The Incredible Benefits of Eating Hummus Regularly

Date:

Hummus is a tasty dip made from chickpeas, tahini, olive oil, lemon juice, and garlic. It’s a favorite for many and can be found in restaurants, grocery stores, and even gas stations as a quick snack.

In this article, we’ll look at the health benefits of eating hummus often and how to add it to your meals. With its great nutrition and versatility, see why hummus should be a regular part of your diet.

Hummus

The Health Benefits of Hummus

Supports Healthy Weight Management

Hummus isn’t a magic solution for weight loss, but it can help you manage your weight in a healthy way. Hummus has plant-based protein and fiber that keep you full longer. If you stick to a 2-tablespoon serving, it’s also low in calories compared to other dips.

Sarah Keathley, a registered dietitian at Top Nutrition Coaching, cites a National Health and Nutrition Examination Survey (NHANES) to support this. She notes that people who eat chickpeas and hummus, along with other healthy habits, are 53% less likely to be obese and 51% less likely to have high glucose levels.

Aids in Digestion

You probably know that fiber is really good for your stomach and digestion. But a lot of people in the US still aren’t getting enough of it, like 9 out of 10 or even 97 out of 100! Hummus is a yummy way to get more fiber, especially when you eat it with colorful veggies.

Scientists have found out that the fiber in hummus is great for feeding the helpful bacteria in our stomachs and making our stomach bugs more diverse. Most food labels say you should have about 2 tablespoons of hummus at a time.

But some people might eat more, like around 4 tablespoons throughout the day. “Having 4 tablespoons of hummus gives you almost 6 grams of fiber. That’s good for you and can help make sure you’re getting enough fiber every day,” says Keathley.

Could Boost Heart Health

The stuff in hummus, like chickpeas and tahini, can help your heart stay healthy.

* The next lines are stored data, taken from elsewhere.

PR #571, opened 2017-08-28
removed package_provider var from readme and added deprecation check …

bostrowski13:
doesnt seem like package_provider is used anymore, so removing it from the readme and adding a deprecation check.


wyardley:
Looks good. @bostrowski13: are you able to squash this into one commit?

wyardley:
I squash-merged this.

PR #575, opened 2017-08-29
BREAKING: Drop Ruby 1.8 support. Rubocop auto-fixes in preparation for modulesync

wyardley:
This (will fail tests) is the first attempt at auto-correcting spec syntax and rubocop warnings using only `transpec` and `rubocop  -a` (no manual fixes; these will be handled separately). These commits are intentionally not squashed.


wyardley:
https://github.com/wyardley/puppet-rabbitmq/compare/auto_fixes...voxpupuli:modulesync can show some additional manual fixes I made, will clear out that branch before the next time we run a modulesync.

Chickpeas have good fats called polyunsaturated fats, which are good for your heart. They also have very few bad fats called saturated fats. Eating chickpeas helps your body get rid of cholesterol. Scientists found that eating chickpeas regularly can lower the levels of bad cholesterol and total cholesterol in your blood.

Tahini is made from sesame seeds and is also full of good fats like polyunsaturated and monounsaturated fats. It has antioxidants called sesamin and sesamol that can fight inflammation.

Studies show that these things in tahini can lower bad cholesterol and total cholesterol levels too. Sesamin can even stop your body from making and absorbing too much cholesterol, while sesamol helps take cholesterol out of your cells.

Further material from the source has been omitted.